From: Maxime Coquelin <maxime.coquelin@redhat.com>
To: "Wang, Xiao W" <xiao.w.wang@intel.com>,
"Bie, Tiwei" <tiwei.bie@intel.com>
Cc: "alejandro.lucero@netronome.com" <alejandro.lucero@netronome.com>,
"dev@dpdk.org" <dev@dpdk.org>,
"Wang, Zhihong" <zhihong.wang@intel.com>,
"Ye, Xiaolong" <xiaolong.ye@intel.com>
Subject: Re: [dpdk-dev] [PATCH v4 09/10] net/ifc: support SW assisted VDPA live migration
Date: Mon, 17 Dec 2018 12:08:44 +0100 [thread overview]
Message-ID: <fb9d77cf-0001-3b9c-bd17-c0dccbfe9733@redhat.com> (raw)

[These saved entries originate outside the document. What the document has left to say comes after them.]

Issue #804, opened 2025-01-08
Waypoints: Add functions for piecewise linear interpolation


JPonte:
The existing interpolation functions are between two values of `Double`, `Vector2` or `Point`, but for some cases it's useful to interpolate between a larger group of values, which apparently is called [piecewise linear interpolation](https://en.wikipedia.org/wiki/Linear_interpolation#Interpolation_of_a_data_set). Non linear versions exist but this one should be fairly simple to implement.

A generic signature would look something like this:
```scala
case class PiecewiseLerpResult(value: Vector2, derivative: Vector2)

// at should be a value between 0.0 and 1.0
def piecewiseLerp(vectors: List[Vector2], at: Double): PiecewiseLerpResult
```

The two values it returns are the interpolated value and it's derivative which for a use case where the Vector2 represents position, the value would be the current position and the derivative its direction and speed.

And to integrate with Indigo's signals it would look like this:
```scala
// Over a time period
def piecewiseLerp(vectors: Vector2, over: Seconds): SignalFunction[Seconds, PiecewiseLerpResult]

// From 0.0 to 1.0
def piecewiseLerp(vectors: Vector2): SignalFunction[Double, PiecewiseLerpResult]
```

I created a type for the result because I find tuples like `(Vector2, Vector2)` can get confusing. 

An assumption of this function is that the waypoints would be spaced relative to their distance, rather than equaly distributed over time. This would maintain constant traveling speed over the whole path which is something we usually want. But if we would also create a picewiseLerp for Double values instead of Vector2, it's not clear that this would be the desired behaviour.

davesmith00000:
For context: The discussion here was about navigating characters / NPCs around a game level, and the fact that we don't have a nice way to define a path of waypoints that a character will follow.

The above description is quite correct, but additionally I think it would be nice to model this as a `WayPoint` type somehow, so that we can (perhaps later as a second step) do things like emit events when waypoints are reached and have different types of connecting paths and so on.

davesmith00000:
Work completed by @JPonte, will be in the next release.

PR #865, opened 2025-03-16
Add WaypointPath trait

JPonte:
Issue #804

Simply create a path like:
```scala
val path = WaypointPath(
    waypoints = List(Vector2(20, 20), Vector2(80, 30), Vector2(120, 100)),
    radius = 0.0,
    loop = true
)
```

and in either the updateModel or present methods one can get the expected position with:
```scala
path.calculatePosition(at = 0.5)
```
where `at` is the relative position in the path. So 0.0 is the beginning of the path and 1.0 is the end. If looping is enabled values above 1.0 wrap around and values lower than 0.0 also wrap around but in reverse. 

It can be easily integrated in timelines like:
```scala
def loopedPathSignalFunction(waypoints: Vector2*): SignalFunction[Double, (Vector2, Radians)] =
  val path = WaypointPath(waypoints.toList, 0.0, true)
  SignalFunction(over => path.calculatePosition(over))

val traverseSimplePath = loopedPathSignalFunction(Vector2(0, 0), Vector2(1, 0), Vector2(1, 1))

val tl: Timeline[Graphic[Material.ImageEffects]] =
  timeline(
    layer(
      animate(2.seconds) { g =>
        lerp >>> traverseSimplePath >>> SignalFunction((v, r) => g.moveTo(v.toPoint).rotateTo(r))
      }
    )
  )
```


indigo/indigo-extras/src/main/scala/indigoextras/waypoints/WaypointPath.scala
```diff
@@ -0,0 +1,113 @@
...
+        case (acc, v2) =>
+          acc.lastOption match
+            case Some(v1) =>
+              val fullDistance   = v1.distanceTo(v2)
+              val cappedDistance = (fullDistance - radius).max(0.0)
+              val newV2          = lerpVector2(v1, v2, cappedDistance / fullDistance)
+              acc :+ newV2
+            case None => List(v2)
+    if loop then distances.tail.dropRight(1).prepended(distances.last)
+    else distances
```
JPonte, line 113: I'm not sure how useful this is. The idea is that if the waypoints aren't precise locations but general positions and when a character with a large sprite gets close enough to it, it considers it visited.

JPonte:
@davesmith00000 not sure this is what you had in mind but added a sandbox example of it working with timelines.

indigo/indigo-extras/src/main/scala/indigoextras/waypoints/WaypointPath.scala
```diff
@@ -0,0 +1,113 @@
+package indigoextras.waypoints
+
+import indigo.Radians
+import indigo.Vector2
+
+import scala.annotation.tailrec
+
+trait WaypointPath:
+  def waypoints: List[Vector2]
```
davesmith00000, line 9: I shall forever wonder if this is the right thing to have done, but for consistency, `Vector2` should probably be `Vertex`. They're almost identical, but a vertex is a position on a graph / space where vector2 is an expression of direction. `LineSegment` uses `Vertex`, I am open to counter arguments. 😄 

https://github.com/PurpleKingdomGames/indigo/blob/684df20105592b7e9e2d34529621824d584c366b/indigo/indigo/src/main/scala/indigo/shared/geometry/LineSegment.scala#L5

davesmith00000: Additionally, can we replace `List` with `Batch`? `Batch` is _much_ faster and used everywhere.

indigo/indigo-extras/src/main/scala/indigoextras/waypoints/WaypointPath.scala
```diff
@@ -0,0 +1,113 @@
...
+  def calculatePosition(
+      at: Double
+  ): (Vector2, Radians)
+
+object WaypointPath:
+  def apply(
+      waypoints: List[Vector2],
+      radius: Double,
+      loop: Boolean
+  ): WaypointPath =
```
davesmith00000, line 24: To keep with Indigo's API style, we could do with adding two more apply methods that call this one:

```scala
def apply(waypoints: List[Vector2]): WaypointPath
def apply(waypoints: List[Vector2], radius: Double): WaypointPath
```

indigo/indigo-extras/src/main/scala/indigoextras/waypoints/WaypointPath.scala
```diff
@@ -0,0 +1,113 @@
+package indigoextras.waypoints
+
+import indigo.Radians
+import indigo.Vector2
+
+import scala.annotation.tailrec
+
+trait WaypointPath:
```
davesmith00000, line 8: Usually I use case classes here to make this easier, but either way we'll probably want method like `def withRadius` that, combined with the comment below about apply methods, allow you to say things like `WaypointPath(v1, v2, v3).withRadius(12)`.

indigo/indigo-extras/src/main/scala/indigoextras/waypoints/WaypointPath.scala
```diff
@@ -0,0 +1,113 @@
...
+  def loop: Boolean
+
+  def calculatePosition(
+      at: Double
+  ): (Vector2, Radians)
+
+object WaypointPath:
+  def apply(
+      waypoints: List[Vector2],
+      radius: Double,
```
davesmith00000, line 22: Is radius and expression of `Radians`, or is that too much?

indigo/indigo-extras/src/main/scala/indigoextras/waypoints/WaypointPath.scala
```diff
@@ -0,0 +1,113 @@
...
+
+import indigo.Radians
+import indigo.Vector2
+
+import scala.annotation.tailrec
+
+trait WaypointPath:
+  def waypoints: List[Vector2]
+
+  def effectiveWaypoints: List[Vector2]
```
davesmith00000, line 11: Possible naming suggestion: `effectiveWaypoints` could be `calculatedWaypoints`?

indigo/indigo-extras/src/main/scala/indigoextras/waypoints/WaypointPath.scala
davesmith00000: Also we're going to need some Scaladocs.

indigo/indigo-extras/src/main/scala/indigoextras/waypoints/WaypointPath.scala
```diff
@@ -0,0 +1,113 @@
...
+      loop: Boolean
+  ): List[Vector2] =
+    val list =
+      if loop then
+        waypoints
+          .appended(waypoints.head)
+      else waypoints
+
+    val distances = list
+      .foldLeft(List.empty[Vector2]):
```
davesmith00000, line 103: I _think_ this only happens during the initial calculation, if so, no big deal, but be aware that `List.foldLeft` is slow and allocates a lot. Something to consider if I'm wrong and this is a hot path.

indigo/indigo-extras/src/main/scala/indigoextras/waypoints/WaypointPath.scala
davesmith00000: I don't know how this feels in practice, but generally I think that's a very sensible approach. Waiting for things to land perfectly something is a headache and usually not worth the hassle!

Might be worth making this configurable though? How close is close enough? You have a few 'config' options already, if you add any more, consider creating a config object:

```scala
WaypointPathConfig(pathRadius: Radians, loop: Boolean, requiredProximity: Vector2)
object WaypointPathConfig:
  val initial: WaypointPathConfig = WaypointPathConfig(Radians.zero, false, Vector2.one)
```

`requiredProximity` is probably a poor name, it could also be a function that lets the user supply a proximity test - but that's proably overkill for the first cut.

indigo/indigo-extras/src/main/scala/indigoextras/waypoints/WaypointPath.scala
```diff
@@ -0,0 +1,113 @@
...
+trait WaypointPath:
+  def waypoints: List[Vector2]
+
+  def effectiveWaypoints: List[Vector2]
+
+  def loop: Boolean
+
+  def calculatePosition(
+      at: Double
+  ): (Vector2, Radians)
```
davesmith00000, line 17: Replace the Tuple return type with a nice little case class with named arguments.

davesmith00000 (commented):
It's great! 🔥 

I've peppered it with comments that are mostly about bringing it inline with the rest of Indigo's style. Up to you if you feel like doing the work, I can always merge and refine afterwards.

Either way, the effort is much appreciated. 🙏

indigo/indigo-extras/src/main/scala/indigoextras/waypoints/WaypointPath.scala
JPonte: I'm glad you mention this because I just realised yesterday that there is both `Vertex` and `Vector2` and I wasn't sure what was the difference 😅 I'll change both.

indigo/indigo-extras/src/main/scala/indigoextras/waypoints/WaypointPath.scala
JPonte: I'm not sure what do you mean by this? Radius is about the "proximty" to the waypoint that the actor needs to be from the waypoint for it to be considered visited. It's a measure of distance, not angle.

indigo/indigo-extras/src/main/scala/indigoextras/waypoints/WaypointPath.scala
JPonte: I think I started with the trait with idea of making different implementations depending on the underlying interpolator (like linear or bezier or something like that). But it's overcomplicating and I think using a case class is easier indeed. I'll add the builder methods as well.

indigo/indigo-extras/src/main/scala/indigoextras/waypoints/WaypointPath.scala
JPonte: Yes, should only happen during the initial calculation if there is a radius defined. Although I'm not sure it's clear that the users should not recreate the `WaypointPath` often. Something for the docs I guess.
I can also explore an alternative way of doing this.

indigo/indigo-extras/src/main/scala/indigoextras/waypoints/WaypointPath.scala
JPonte: I added an example of it in the sandbox that hopefully illustrates how it works.

indigo/indigo-extras/src/main/scala/indigoextras/waypoints/WaypointPath.scala
JPonte: Replace the `foldLeft` with a tail recursive function.

davesmith00000:
Glorious. 10/10 demo. 👏 
image

davesmith00000 (approved):
Looks great. I've reviewed the demo - thanks for doing that. 🙏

In-Reply-To: <B7F2E978279D1D49A3034B7786DACF407A4BAD6C@SHSMSX101.ccr.corp.intel.com>
On 12/17/18 10:12 AM, Wang, Xiao W wrote:
> Hi Maxime,
>
>> -----Original Message-----
>> From: Maxime Coquelin [mailto:maxime.coquelin@redhat.com]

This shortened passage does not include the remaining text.